I dont know either way but i would have to say there is somthing quintisentialy British (apparently though it was invented in europe http://weblogs.elearning.ubc.ca/thieme/archives/000733.html) about the humble saucer and that when sitting down for your everyday cuppa it is not an essential part of the process but when trying to impress the inlaws it may prove a winner (bone china and all that).
WHat’s interesting is tha tthe Cuppa - no milk- garnered exactly zero comments, while the lowly and oft-unwanted cypher-saucer has now chalked up ten.
And what does THAT say?
it tastes better….with saucer.
heeeeeeeeee
As a clumsy person with shaky hands, I fear the saucer. Especially if someone expects me to stand there, holding it, whilst conducting a conversation.
Uncouth fellows deem the saucer unnecessary? What folly.
If you served tea properly, with milk in a jug, sugar in .. pot? and biscuits and cakes on one of those quaint little cake stand thingies… then you’d know why you need a saucer. But as you MUGS are defiant, I’ll leave it at that.
Mind you, I can’t stand the bloody things.
P.S. Side plates are for biscuits, not saucers. I mean saucers are not for biscuits, that’s what you use side plates for, I don’t mean that side plates are for placing saucers on as that would just be completely and utterly ridiculous.
P.P.S. First visit here. Blame mike. I’ll be back.
Anxious - it’s a tough one. Do you take the saucer despite or because of your shaky hands.
If you have it, you don’t spill a drop, but risk dropping the saucer.
If you don’t, you definitely have wet burned feet.
Welcome by the way.
And to you Gordon. With you on the side plates.
No saucers here (except for a few in a bone china tea set that’s boxed up and hasn’t seen the light of day for 30 odd years)… we’re mug-lovers like you. I’ll post a photo of my favourite one soon.
Like anxious, I also need saucer to catch my tea. But I have developed a chopstick-like hold for cup and saucer. Thumb and index-finger for cup-handle, and pinkie and 4th finger hold saucer (chopstick-like). So you need only one hand, and no spilling on the carpet.

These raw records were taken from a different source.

PR #2581, opened 2026-08-29
feat: confirm bulk Preview above ten tabs

shanehobson:
## Proposed change

Stacked on #2580; the diff to review is the last commit (`feat: confirm bulk Preview above ten tabs`). Rebase onto `main` once #2580 merges.

While opening every selected item in the inspector (#2580), a large selection had no brake. User could select any number of files without limit. **Preview now asks first before opening files above a threshold** (similar to what bulk delete does).

- Above ten tabs the item opens a confirm dialog ("This opens N tabs at once.") with Cancel / Open. At or below ten it opens immediately, as before.
- New strings `workspaces.previewItems` and `workspaces.previewItemsDescription` added to every language file and `messages.gen.ts`.

## Checklist

- [ ] TESTING | Changes tested, including in different conditions (dark mode, language, narrow screen, etc).
- [x] DARK MODE SUPPORT | Uses the shared `AlertDialog`; no new styling.
- [ ] ISSUE LINKED | No issue; follow-up to #2580.
- [ ] SCREENSHOT INCLUDED | Pending manual check.

https://claude.ai/code/session_013CZ7hadAkH3oME4ykBYwdK

### DIFF
--- a/apps/web/src/components/chat/entity-open.ts
+++ b/apps/web/src/components/chat/entity-open.ts
@@ -5,6 +5,11 @@ import {
   isFileActiveInMainRoute,
 } from "@/components/chat/entity-route-detect";
 import { useInspectorTabsStore } from "@/components/inspector/inspector-tabs-store";
+import {
+  definedFields,
+  type FileTabSourceField,
+  toFileTab,
+} from "@/components/inspector/open-entities.logic";
 import { getTranslator } from "@/i18n/i18n-store";
 import { getAnalytics } from "@/lib/analytics/provider";
 import { api } from "@/lib/api";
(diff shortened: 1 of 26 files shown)


shanehobson:
Closing: the confirm isn't necessary UX. A bulk open is view-only and already reversible in one click via the tab context menu ("Close others" / "Close all"), and every other AlertDialog in the app guards a destructive or costly action. The perf concern is also already capped structurally: inspector-panel.tsx keeps at most MAX_MOUNTED_PDFS viewers mounted, so a large selection adds strip entries, not viewers.

Worth keeping from here, on #2580: the "Preview N items" menu label counting the tabs the plan will open, and routing the tree's double-click through the same open path. That surfaces the count without blocking the action.

CC on behalf of shanehobson

jan-kubica:
@shanehobson yeah, I tend to agree. I feel like for this and similar actions, its better to optimize for the usual setup, lets say in >95% of cases, user really wants to open all the tabs, so we should open them right away in order to make this experience smooth, but then make the potential mistake (<5% of cases) "cheap" as in allow to revert the action easily (in this case, there is a right-click > close all for the tabs or you could have a Toas with the button "close opened tabs").

PR #2591, opened 2026-08-29
fix: configure collaboration Valkey TLS

jan-kubica:
## Summary

- keep certificate verification enabled by default for collaboration `rediss://` connections
- allow an explicit deployment setting for private Valkey endpoints whose certificate has no trusted chain
- pass the policy to both ioredis clients created by the Hocuspocus Redis extension
- generate the collaboration environment example and cover secure defaults, explicit opt-out, and plaintext loopback behavior

## Validation

- `bun --filter @stll/collab typecheck`
- `bun --filter @stll/collab test src/env-schema.test.ts src/redis-options.test.ts src/server.test.ts` (35 passed, Redis integration skipped without its external test URL)
- `bun --filter @stll/collab format --check`
- type-aware oxlint on affected files
- `bun run env:check`

This is required by the infrastructure Valkey endpoint, which uses encrypted transport with a private self-signed certificate. The infrastructure opts out explicitly; every other deployment retains verification.

CC on behalf of jan-kubica

### DIFF
--- a/apps/collab/.env.example
+++ b/apps/collab/.env.example
@@ -22,3 +22,9 @@ STELLA_API_URL="http://localhost:3001"
 # [secret] Required. Bearer credential used by the collaboration service for
 # snapshot load and store requests.
 STELLA_COLLAB_SERVICE_TOKEN="local-collab-service-token-at-least-32-chars"
+
+# [internal] Optional with a default. Whether a rediss:// connection verifies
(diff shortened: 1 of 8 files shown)


jan-kubica:
@coderabbitai review
@codex review

Please review the exact head and the secure-default invariant.

CC on behalf of jan-kubica

PR #2601, opened 2026-08-29
fix: synchronize released workspace versions

jan-kubica:
Synchronize the three newly released workspace self-versions into `bun.lock`. This keeps `workspace:^` dependency ranges correct when Bun packs dependent packages.

The existing lockfile workspace-version guard passes, and dry-run tarballs resolve `@stll/ui` to `^0.11.0`.

### DIFF
--- a/bun.lock
+++ b/bun.lock
@@ -564,7 +564,7 @@
     },
     "packages/chat": {
       "name": "@stll/chat",
-      "version": "0.0.0",
+      "version": "0.1.0",
       "dependencies": {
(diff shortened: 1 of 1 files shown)


jan-kubica:
Administrative bypass rationale: this lockfile-only repair intentionally skips hosted CI. The repository synchronizer and workspace-version guard pass, and fresh dry-run tarballs now resolve the released `@stll/ui` range. No additional workflow or review rerun was requested.

CC on behalf of jan-kubica

PR #126, opened 2021-08-29
cleaned up the stage/event logging

mmcgurn:
I think I had confused the petscEvent/stage logging.  I have replaced this with a single event for the entire tsSolve that wraps the fv solve.


knepley (approved):
This looks fine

Jeremy has it, about the teacups and saucers being a quintessential British impress-your-inlaws thing…afterall, you’re going to look pretty naff sticking your pinky finger out from a mug handle, what? If you want to look naff, do that. If you want to look quintessential, do the whole teacup/saucer thing, if you want to look like you’re just having a coffee and it’s not an effort to seduce anyone around you, use a mug and just drink the sucker. Anyone’s mum who insists on little cupsful that turn quickly cold just so they can justify a saucer, can go scald themselves with the boiling tea they made which no-one got to enjoy. I think I need a coffee…
I have been a frequent visitor of this blog for some time now, so I thought it would be a good idea to leave you with my thanks.